Le pape m'épate. L'an dernier, il était contre les capotes en Afrique, malgré la nécessité d'endiguer l'épidémie de sida. Cette année, il est pour, dans certaines circonstances «exceptionnelles», comme dans le cas des prostitués mâles qui essaient de se protéger justement, contre la maladie.

Wow!

Tout un saut.

Tout un virage pour un dirigeant religieux qui n'est pas habitué à changer d'idée tous les jours. Tout un changement de cap pour une institution qui, il n'y a pas si longtemps, n'appelait même pas un préservatif un préservatif. Et n'est-ce pas de la compassion et de l'empathie envers les victimes et potentielles victimes du sida, maladie au nom généralement chuchoté, que l'on entend à travers les mots de cette entrevue accordée à un biographe allemand, révélés le week-end dernier...

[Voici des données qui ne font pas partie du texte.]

PR #211, opened 2019-08-02
feat: adds opencontainers labels to operator image

### LINKED ISSUE #178: Introduce labels for the images
##### What can be improved

https://github.com/opencontainers/image-spec/blob/master/annotations.md

##### Why

>Many tools need some information about a container image, or about the consumer’s use of that container image. Metadata built into container images can enable even more powerful container management tooling.
> 
>By agreeing on a conventional set of labels, everyone can use tools from different vendors without the need to add vendor-specific labels to all their images, especially where those labels carry the same information or serve the the same purpose. Duplication leads to the risk of error.

bartoszmajsak:
Fixes #178


bartoszmajsak:
Not sure if we have any k8s metadata in mind which we could add to deployment yaml. WDYT @aslakknutsen?

aslakknutsen:
@bartoszmajsak Maybe add labels to the test-service image as well?

aslakknutsen:
@bartoszmajsak Not sure about k8 metadata. Suspect some will come with the Operator Lifecycle thinggy

bartoszmajsak:
> @bartoszmajsak Maybe add labels to the test-service image as well?

I will with the new PR - coming soon.

Issue #214, opened 2019-08-08
Add support for multiple operators running on the same cluster


aslakknutsen:
##### What can be improved

The operator should be able to only react to events in namespaces a given operator should operate. 

A simple solution would be:

Annotate the namespace with e.g. maistra.io/istio-workspace-operator: "operator-namespace"
Then only the operator in "operator-namespace" would react to those events.

##### Why

When running CI jobs or multiple operator developers working on the same cluster we require the operators to not all react to the same namespaces.

bartoszmajsak:
How should handle default case - so preserve the current functionality? If ns has no annotation but we have multiple instances of operator running - what should be the behaviour?

aslakknutsen:
That is a very good question hehe :)

We might add an Env Var on the Deployment or something to set it in 'filtered' mode, then only react to the ones that match via annotation. So you have 1 that is cluster installed that ignore namespaces with the annotation, then the others that only react to the correct annotated namespace... ?

bartoszmajsak:
OTOH this is a special case which should always be configured - so maybe `ike` cli should take care of propagating the annotation? so if nothing specified we set it to `default` and we always have an operator which will handle that. other than that you might be able to query for possible values when `--target-operator` or however we name the annotation?

aslakknutsen:
That would move the 'config' to the Session object....

How would you resolve the targets?

bartoszmajsak:
Not sure if I understand your concern. My thinking is - at the moment we target the deployment we know where it lives, so we could annotate that ns (if it's not already) while establishing "connection".

PR #215, opened 2019-08-09
feat(dev): deploy operator to single namespace

aslakknutsen:
Add make target (un)deploy-operator-local to bind the operator to a single namespace.

OPERATOR_NAMESPACE=bookinfo make deploy-operator-local

Related #214


aslakknutsen:
This generally works, but a few problems:

* only 'local' Operators can be installed on a single cluster, not combined with a Custer wide
* the deploy/undeploy install/uninstall the CRD as well so technically 1 can mess up for the others...

Makefile
```diff
@@ -239,7 +240,8 @@ define process_template # params: template location
 		-p IKE_IMAGE_NAME=$(IKE_IMAGE_NAME) \
 		-p IKE_IMAGE_TAG=$(IKE_IMAGE_TAG) \
 		-p NAMESPACE=$(OPERATOR_NAMESPACE) \
-		-p TELEPRESENCE_VERSION=$(TELEPRESENCE_VERSION)
+		-p TELEPRESENCE_VERSION=$(TELEPRESENCE_VERSION) \
+    -p WATCH_NAMESPACE=$(OPERATOR_WATCH_NAMESPACE)
```
bartoszmajsak:
```suggestion
		-p WATCH_NAMESPACE=$(OPERATOR_WATCH_NAMESPACE)
```

Makefile
```diff
@@ -262,13 +264,35 @@ deploy-operator: ## Deploys istio-workspace operator resources to defined OPERAT
...
 	$(call process_template,deploy/istio-workspace/role_binding.yaml) | oc delete -n $(OPERATOR_NAMESPACE) -f -
 	oc delete -n $(OPERATOR_NAMESPACE) -f deploy/istio-workspace/role.yaml
 	oc delete -n $(OPERATOR_NAMESPACE) -f deploy/istio-workspace/service_account.yaml
 	oc delete -n $(OPERATOR_NAMESPACE) -f deploy/istio-workspace/crds/istio_v1alpha1_session_crd.yaml
 
+.PHONY: deploy-operator-local
+deploy-operator-local: export OPERATOR_WATCH_NAMESPACE=$(OPERATOR_NAMESPACE)
+deploy-operator-local: ## Deploys istio-workspace operator resources to a single Namespace defined by OPERATOR_NAMESPACE
+	$(call header,"Deploying local operator to $(OPERATOR_NAMESPACE)")
+	export OPERATOR_WATCH_NAMESPACE=$(OPERATOR_NAMESPACE)
```
bartoszmajsak: Any reason why we have this here and in `275`?

deploy/istio-workspace/operator.yaml
```diff
@@ -17,6 +17,10 @@ parameters:
     description: "The tag of the image to be used"
     required: true
     value: latest
+  - name: WATCH_NAMESPACE
+    description: "The tag of the image to be used"
```
bartoszmajsak: nene

aslakknutsen: :D https://github.com/Maistra/istio-workspace/pull/215/commits/27fdf4fbbafa5534a5f30a05aeda390197b04209

Makefile
aslakknutsen: Oh, there are reasons... but none that are valid. https://github.com/Maistra/istio-workspace/pull/215/commits/649f78fbd08f09a429d47264d544de66ee8d4bce

aslakknutsen:
> Did you try to use it with ike install-operator -n local_ns?

Nope, not yet. Was thinking of maybe adding a --local flag to the install-operator ?

> Should we think about having a e2e test for it (issue here is that we have global operator installed beforehand)?

I was thinking more we change the e2e to use this on PR runs

aslakknutsen:
> Why is your build failing?

Because you've hardcoded the whole Deployment in a test ;)

bartoszmajsak:
> > Why is your build failing?
> 
> Because you've hardcoded the whole Deployment in a test ;)

It's a GOLDEN DEPLOYMENT

PR #216, opened 2019-08-09
feat: adds labels to operator deployment

bartoszmajsak:

Adds `app` and `version` label to the operator deployment


pkg/template/template_test.go
```diff
@@ -171,7 +171,7 @@ var _ = Describe("Operations for template system", func() {
 				Expect(string(o)).To(ContainSubstring("DEFAULT_VERSION"))
 			})
 
-			It("should override with incomming is available", func() {
+			It("should override with incoming is available", func() {
```
aslakknutsen:
```suggestion
			It("should override with incoming if available", func() {
```

PR #219, opened 2019-08-12
chore(scripts): add kiali and jeager to deploy scripts

aslakknutsen:


aslakknutsen:
Hmm.. this is currently used by CI... which will to some extent be removed? Will this be moved to dev or? @bartoszmajsak

bartoszmajsak:
Let's leave it unchanged as this is only for CI and we have resource constraints there. Plus it's for non-RHEL8 installation of OKD, such as `oc cluster up` with OKD 3.11 we use on the Circle server (it's some version of Ubuntu).

Maybe it should not sit in the current folder, as it suggests its usage is wider than that. 

Let's have another one for dev purposes in the dedicated folder and this one we probably should move to `.circleci` folder. WDYT?

aslakknutsen:
That sounds reasonable.

aslakknutsen:
not required anymore...

PR #220, opened 2019-08-12
fix(develop): allow to join / leave session

aslakknutsen:
fixes failure on Creating a resource with a resourceVersion set.


aslakknutsen:
@bartoszmajsak hehe I did remember you mention the error earlier, but couldn't see a PR so.. :)

PR #221, opened 2019-08-14
build(deps): bumps golang to 1.12.8 patch release

bartoszmajsak:


bartoszmajsak:
It seems that status on a PR is in limbo, as both builds were successfully executed for the commit.

PR #222, opened 2019-08-20
Testing Actions

aslakknutsen:


bartoszmajsak:
Are we planning to use that workflow? Otherwise let's close that PR. Seems to be in a hiatus right now :)

PR #224, opened 2019-08-21
feat(tests): adjusts e2e tests to be ran against 4.1 clusters

bartoszmajsak:

There are some differences between Openshift 3.11 (currently used) and 4.1. This PR addressed them.

You can run this test suite against any cluster now using:

```
IKE_E2E_MANAGE_CLUSTER=false IKE_CLUSTER_USER=admin-user IKE_CLUSTER_PWD=admin-IKE_CLUSTER_HOST=xxx.yyy.zzz ISTIO_NS=istio-system-ns make test-e2e
```

ISTIO_NS is not needed and defaults to `istio-system`, but in case of our QE cluster is should be set to `service-mesh-1`

- allows specifying admin user credential through env var
- starts istio only when the cluster is managed by e2e tests (defined through env var)
- checking cluster version to determine how to enable required services (as they changed their names)
- parsing shell scripts using shell lexer (so less error-prone then before -> less wrapping in `bash -c`)
- shuffled helper funcs around


bartoszmajsak:
@aslakknutsen I can configure circleci to have extra job running against 4.1 cluster as part of this PR. WDYT?

aslakknutsen:
@bartoszmajsak Yeah sounds good. We end up with 3.11 local and 4.1 remote right? (jog my memory :)

bartoszmajsak:
> @bartoszmajsak Yeah sounds good. We end up with 3.11 local and 4.1 remote right? (jog my memory :)

That's correct.

bartoszmajsak:
Closing this PR so that I can push it to the upstream branch and re-open.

Pour la cohérence avec tous les autres messages catholiques au sujet de la sexualité, il faudra repasser. Pourquoi, par exemple, s'inquiète-t-on des hommes prostitués et de leurs clients, alors que les femmes africaines, elles, n'auraient pas droit à la protection des préservatifs tel que stipulé par le pape lors de son voyage au printemps 2009? D'ailleurs, les femmes seront-elles nécessairement encore et toujours tenues loin à l'écart de toute ouverture face au préservatif, vu que la protection contre la maladie sera toujours, biologie oblige, liée à la possibilité de bloquer la procréation? Le pape continue-t-il donc, en choisissant cet exemple très précis d'ouverture aux préservatifs, à donner à l'éventualité d'une fécondation préséance absolue sur l'éventualité d'une contamination? Et pourquoi avoir combiné tant de gravissimes interdits religieux dans cette seule phrase: la prostitution, l'homosexualité, les préservatifs...

«Peu importe, la bonne nouvelle, c'est que le pape lance un message d'ouverture», confiait hier au téléphone le médecin Réjean Thomas, un de ceux qui ont éveillé le Québec aux ravages du sida, qui a le plus poussé pour des campagnes de prévention et qui s'est ensuite battu pour une prise en charge humaine et médicalement efficace des personnes atteintes de la maladie et contaminées par le virus.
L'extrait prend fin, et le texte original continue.